New theoretically-justified pruner handles complex weight correlations accurately and efficiently during the pruning process itself.
We show for the first time that extremely-accurate large vision models, trained via self-supervised techniques, can also be pruned to moderate sparsities, with negligible accuracy loss.

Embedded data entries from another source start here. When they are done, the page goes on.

PR #633, opened 2020-06-23
P4-1618 Remove default includes

cwrw:
### Jira link

[P4-1618](https://dsdmoj.atlassian.net/browse/P4-1618)
### What?

I have added/removed/altered:

- Removed default includes in people/allocation controllers into v2 version

### Why?

Since we have moved to using the include param, remove default includes from controllers everywhere in v2, but leave v1 the same

- Only change API in v2, v1 should remain exactly the same

### DIFF
--- a/app/controllers/api/allocations_controller.rb
+++ b/app/controllers/api/allocations_controller.rb
@@ -76,10 +76,6 @@ module Api
       end
     end
 
-    def included_relationships
-      IncludeParamHandler.new(params).call || AllocationSerializer::SUPPORTED_RELATIONSHIPS
-    end
-
     def supported_relationships
       AllocationSerializer::SUPPORTED_RELATIONSHIPS
     end
--- a/app/controllers/api/people_controller.rb
+++ b/app/controllers/api/people_controller.rb
@@ -92,11 +92,6 @@ module Api
       profile_validator.validate!
     end
 
-    def other_included_relationships
-      # Custom included relationships to avoid the people actions relationships
-      @other_included_relationships ||= IncludeParamHandler.new(params).call || OTHER_SUPPORTED_RELATIONSHIPS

- Score: 22.055655390093722
- License: http://creativecommons.org/licenses/by/4.0/
- Abstract: Driven by significant improvements in architectural design and training
pipelines, computer vision has recently experienced dramatic progress in terms
of accuracy on classic benchmarks such as ImageNet. These highly-accurate
models are challenging to deploy, as they appear harder to compress using
standard techniques such as pruning. We address this issue by introducing the
Correlation Aware Pruner (CAP), a new unstructured pruning framework which
significantly pushes the compressibility limits for state-of-the-art
architectures. Our method is based on two technical advancements: a new
theoretically-justified pruner, which can handle complex weight correlations
accurately and efficiently during the pruning process itself, and an efficient
finetuning procedure for post-compression recovery. We validate our approach
via extensive experiments on several modern vision models such as Vision
Transformers (ViT), modern CNNs, and ViT-CNN hybrids, showing for the first
time that these can be pruned to high sparsity levels (e.g. $\geq 75$%) with
low impact on accuracy ($\leq 1$% relative drop). Our approach is also
compatible with structured pruning and quantization, and can lead to practical
speedups of 1.5 to 2.4x without accuracy loss. To further showcase CAP's
accuracy and scalability, we use it to show for the first time that
extremely-accurate large vision models, trained via self-supervised techniques,
can also be pruned to moderate sparsities, with negligible accuracy loss.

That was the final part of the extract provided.